## WORK REQUIRED
Scan the entries that follow for the word "than", then report every line in which it appears.

## SOURCE DATA
# # # # #
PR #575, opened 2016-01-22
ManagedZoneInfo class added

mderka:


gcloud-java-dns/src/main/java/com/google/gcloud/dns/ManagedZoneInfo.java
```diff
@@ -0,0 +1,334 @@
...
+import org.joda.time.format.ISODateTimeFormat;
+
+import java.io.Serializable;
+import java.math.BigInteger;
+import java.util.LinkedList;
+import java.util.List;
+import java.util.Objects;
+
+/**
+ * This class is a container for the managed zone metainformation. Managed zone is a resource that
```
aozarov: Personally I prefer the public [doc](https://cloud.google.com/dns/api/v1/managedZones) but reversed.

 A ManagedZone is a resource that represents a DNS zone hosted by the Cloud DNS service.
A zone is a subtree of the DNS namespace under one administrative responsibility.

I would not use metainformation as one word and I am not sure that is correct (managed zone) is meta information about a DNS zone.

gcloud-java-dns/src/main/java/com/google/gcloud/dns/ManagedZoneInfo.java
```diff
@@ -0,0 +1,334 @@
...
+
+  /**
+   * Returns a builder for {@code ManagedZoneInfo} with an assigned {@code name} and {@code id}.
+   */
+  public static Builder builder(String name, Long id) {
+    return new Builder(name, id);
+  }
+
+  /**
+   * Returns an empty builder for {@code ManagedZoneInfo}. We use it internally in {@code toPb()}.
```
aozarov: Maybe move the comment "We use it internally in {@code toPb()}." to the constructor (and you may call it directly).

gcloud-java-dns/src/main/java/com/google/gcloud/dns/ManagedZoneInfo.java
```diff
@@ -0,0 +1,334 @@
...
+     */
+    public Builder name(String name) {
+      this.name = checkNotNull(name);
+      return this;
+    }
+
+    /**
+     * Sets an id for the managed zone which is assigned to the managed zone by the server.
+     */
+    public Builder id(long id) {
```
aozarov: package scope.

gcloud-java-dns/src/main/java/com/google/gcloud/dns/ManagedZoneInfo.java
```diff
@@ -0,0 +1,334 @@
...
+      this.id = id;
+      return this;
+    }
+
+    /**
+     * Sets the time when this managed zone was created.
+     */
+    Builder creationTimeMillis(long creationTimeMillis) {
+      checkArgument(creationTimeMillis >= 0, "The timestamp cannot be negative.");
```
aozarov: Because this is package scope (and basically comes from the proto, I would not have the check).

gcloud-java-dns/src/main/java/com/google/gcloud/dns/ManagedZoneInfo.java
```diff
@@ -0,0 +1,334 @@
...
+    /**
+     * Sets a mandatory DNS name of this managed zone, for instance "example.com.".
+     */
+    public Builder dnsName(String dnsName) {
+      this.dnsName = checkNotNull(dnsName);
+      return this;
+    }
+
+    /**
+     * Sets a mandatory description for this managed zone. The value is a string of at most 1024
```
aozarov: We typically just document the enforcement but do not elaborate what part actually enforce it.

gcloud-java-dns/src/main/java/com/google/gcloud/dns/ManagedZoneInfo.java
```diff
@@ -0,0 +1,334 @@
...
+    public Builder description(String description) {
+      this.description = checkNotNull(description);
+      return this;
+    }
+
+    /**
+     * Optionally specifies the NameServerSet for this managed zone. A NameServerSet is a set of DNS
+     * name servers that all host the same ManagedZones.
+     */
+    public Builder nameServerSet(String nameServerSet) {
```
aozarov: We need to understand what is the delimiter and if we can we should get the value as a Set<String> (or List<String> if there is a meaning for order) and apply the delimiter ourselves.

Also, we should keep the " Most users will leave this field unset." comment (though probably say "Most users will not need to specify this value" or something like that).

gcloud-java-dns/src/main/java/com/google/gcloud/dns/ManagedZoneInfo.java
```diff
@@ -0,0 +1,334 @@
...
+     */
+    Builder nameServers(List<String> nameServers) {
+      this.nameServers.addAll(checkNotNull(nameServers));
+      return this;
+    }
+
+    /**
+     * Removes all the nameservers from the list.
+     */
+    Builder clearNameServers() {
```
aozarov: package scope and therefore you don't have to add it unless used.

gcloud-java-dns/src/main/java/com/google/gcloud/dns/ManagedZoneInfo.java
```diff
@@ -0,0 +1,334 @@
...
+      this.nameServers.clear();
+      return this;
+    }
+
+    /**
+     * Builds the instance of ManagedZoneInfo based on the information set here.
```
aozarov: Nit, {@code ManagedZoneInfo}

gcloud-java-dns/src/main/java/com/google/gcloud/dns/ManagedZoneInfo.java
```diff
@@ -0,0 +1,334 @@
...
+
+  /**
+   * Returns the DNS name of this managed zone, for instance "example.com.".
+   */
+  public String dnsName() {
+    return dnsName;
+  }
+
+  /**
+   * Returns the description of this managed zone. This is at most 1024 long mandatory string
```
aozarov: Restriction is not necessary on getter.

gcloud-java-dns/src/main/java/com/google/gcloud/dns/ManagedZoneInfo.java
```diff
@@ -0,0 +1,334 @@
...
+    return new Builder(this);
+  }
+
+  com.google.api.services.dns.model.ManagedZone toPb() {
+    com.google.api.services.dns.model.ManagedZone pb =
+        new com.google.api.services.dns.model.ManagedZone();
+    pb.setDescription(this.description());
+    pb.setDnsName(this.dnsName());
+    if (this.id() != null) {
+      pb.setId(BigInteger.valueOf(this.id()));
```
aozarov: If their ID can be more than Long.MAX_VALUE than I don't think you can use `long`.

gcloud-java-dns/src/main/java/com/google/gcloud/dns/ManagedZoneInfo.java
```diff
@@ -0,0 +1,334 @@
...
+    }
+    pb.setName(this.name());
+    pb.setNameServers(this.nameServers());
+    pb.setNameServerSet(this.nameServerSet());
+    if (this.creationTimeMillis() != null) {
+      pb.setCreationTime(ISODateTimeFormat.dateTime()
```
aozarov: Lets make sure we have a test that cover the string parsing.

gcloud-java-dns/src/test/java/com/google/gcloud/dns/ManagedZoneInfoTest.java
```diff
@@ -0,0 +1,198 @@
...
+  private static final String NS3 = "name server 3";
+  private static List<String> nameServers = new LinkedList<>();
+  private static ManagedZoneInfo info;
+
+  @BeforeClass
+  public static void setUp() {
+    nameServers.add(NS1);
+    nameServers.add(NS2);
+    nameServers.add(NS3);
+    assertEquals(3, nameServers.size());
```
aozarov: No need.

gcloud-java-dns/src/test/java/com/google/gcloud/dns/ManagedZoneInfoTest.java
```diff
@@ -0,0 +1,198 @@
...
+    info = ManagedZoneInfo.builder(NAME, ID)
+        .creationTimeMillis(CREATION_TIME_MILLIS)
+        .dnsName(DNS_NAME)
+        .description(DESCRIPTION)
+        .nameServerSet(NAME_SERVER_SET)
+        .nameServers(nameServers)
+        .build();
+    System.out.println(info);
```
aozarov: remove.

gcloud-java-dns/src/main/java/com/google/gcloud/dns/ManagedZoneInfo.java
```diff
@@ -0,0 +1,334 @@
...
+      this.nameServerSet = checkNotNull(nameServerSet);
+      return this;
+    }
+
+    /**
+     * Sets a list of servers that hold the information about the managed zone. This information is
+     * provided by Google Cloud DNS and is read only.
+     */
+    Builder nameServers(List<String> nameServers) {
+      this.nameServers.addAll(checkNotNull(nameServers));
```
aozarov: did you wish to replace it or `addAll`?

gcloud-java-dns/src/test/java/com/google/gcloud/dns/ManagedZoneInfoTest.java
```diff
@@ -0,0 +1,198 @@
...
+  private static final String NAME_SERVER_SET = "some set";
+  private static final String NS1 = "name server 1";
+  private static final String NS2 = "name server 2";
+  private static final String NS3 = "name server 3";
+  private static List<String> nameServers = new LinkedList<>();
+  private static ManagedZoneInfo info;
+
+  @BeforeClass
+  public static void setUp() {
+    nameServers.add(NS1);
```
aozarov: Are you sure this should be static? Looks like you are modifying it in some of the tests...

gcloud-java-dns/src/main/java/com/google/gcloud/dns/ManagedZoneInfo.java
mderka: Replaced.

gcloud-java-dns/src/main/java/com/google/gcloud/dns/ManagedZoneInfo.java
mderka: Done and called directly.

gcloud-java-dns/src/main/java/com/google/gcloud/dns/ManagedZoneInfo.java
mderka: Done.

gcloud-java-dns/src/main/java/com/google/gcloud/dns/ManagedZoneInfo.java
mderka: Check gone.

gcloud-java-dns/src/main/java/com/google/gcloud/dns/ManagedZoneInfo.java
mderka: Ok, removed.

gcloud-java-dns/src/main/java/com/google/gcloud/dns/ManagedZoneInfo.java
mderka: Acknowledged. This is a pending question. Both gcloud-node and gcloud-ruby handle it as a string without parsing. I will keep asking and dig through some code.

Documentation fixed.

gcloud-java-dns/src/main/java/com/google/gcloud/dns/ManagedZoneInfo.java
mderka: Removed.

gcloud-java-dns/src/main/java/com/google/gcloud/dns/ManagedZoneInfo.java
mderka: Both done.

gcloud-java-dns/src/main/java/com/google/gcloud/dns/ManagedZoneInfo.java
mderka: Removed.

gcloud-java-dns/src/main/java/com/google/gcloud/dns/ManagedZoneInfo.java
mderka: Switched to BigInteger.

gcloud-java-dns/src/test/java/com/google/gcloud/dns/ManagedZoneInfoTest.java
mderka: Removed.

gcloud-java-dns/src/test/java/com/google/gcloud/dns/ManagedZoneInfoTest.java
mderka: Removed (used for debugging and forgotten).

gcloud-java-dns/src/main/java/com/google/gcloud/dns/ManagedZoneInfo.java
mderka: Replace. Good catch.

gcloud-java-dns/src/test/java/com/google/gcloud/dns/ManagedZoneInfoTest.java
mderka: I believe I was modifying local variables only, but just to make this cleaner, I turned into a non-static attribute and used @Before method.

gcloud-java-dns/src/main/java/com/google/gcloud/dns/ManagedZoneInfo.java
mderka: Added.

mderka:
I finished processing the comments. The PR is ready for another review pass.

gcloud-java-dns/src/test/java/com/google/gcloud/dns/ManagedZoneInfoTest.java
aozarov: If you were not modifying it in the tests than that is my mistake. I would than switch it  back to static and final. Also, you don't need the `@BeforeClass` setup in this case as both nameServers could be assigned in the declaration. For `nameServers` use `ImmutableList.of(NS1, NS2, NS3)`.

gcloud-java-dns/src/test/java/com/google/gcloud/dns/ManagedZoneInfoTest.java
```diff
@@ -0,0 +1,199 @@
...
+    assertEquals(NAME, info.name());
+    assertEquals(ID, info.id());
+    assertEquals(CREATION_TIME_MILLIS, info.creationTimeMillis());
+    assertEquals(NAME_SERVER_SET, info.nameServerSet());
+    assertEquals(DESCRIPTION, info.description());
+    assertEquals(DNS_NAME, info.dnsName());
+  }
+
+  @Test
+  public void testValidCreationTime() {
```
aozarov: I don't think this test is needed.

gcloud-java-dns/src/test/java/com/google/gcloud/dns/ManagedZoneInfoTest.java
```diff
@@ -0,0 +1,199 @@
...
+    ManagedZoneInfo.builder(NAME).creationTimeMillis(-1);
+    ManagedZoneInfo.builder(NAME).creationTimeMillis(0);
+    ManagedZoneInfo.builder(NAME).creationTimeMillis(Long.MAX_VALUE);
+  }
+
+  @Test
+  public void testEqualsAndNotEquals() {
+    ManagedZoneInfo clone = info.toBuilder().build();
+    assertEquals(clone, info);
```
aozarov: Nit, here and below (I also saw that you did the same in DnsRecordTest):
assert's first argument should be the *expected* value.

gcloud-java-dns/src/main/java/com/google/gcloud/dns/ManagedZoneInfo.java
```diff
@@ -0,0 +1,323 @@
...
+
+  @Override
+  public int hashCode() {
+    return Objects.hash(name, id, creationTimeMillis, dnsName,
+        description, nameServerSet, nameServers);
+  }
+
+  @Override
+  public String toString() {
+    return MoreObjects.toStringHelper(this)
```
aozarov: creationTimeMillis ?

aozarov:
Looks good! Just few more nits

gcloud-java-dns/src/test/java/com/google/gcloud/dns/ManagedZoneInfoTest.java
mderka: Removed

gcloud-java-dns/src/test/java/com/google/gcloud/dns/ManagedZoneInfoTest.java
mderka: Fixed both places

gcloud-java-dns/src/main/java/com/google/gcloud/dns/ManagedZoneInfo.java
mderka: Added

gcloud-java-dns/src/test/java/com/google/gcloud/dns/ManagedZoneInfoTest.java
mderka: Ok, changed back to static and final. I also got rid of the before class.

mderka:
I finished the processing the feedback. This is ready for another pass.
# # # # #
## SOLUTION TO THIS PROBLEM
aozarov: If their ID can be more than Long.MAX_VALUE than I don't think you can use `long`.
aozarov: If you were not modifying it in the tests than that is my mistake. I would than switch it  back to static and final. Also, you don't need the `@BeforeClass` setup in this case as both nameServers could be assigned in the declaration. For `nameServers` use `ImmutableList.of(NS1, NS2, NS3)`.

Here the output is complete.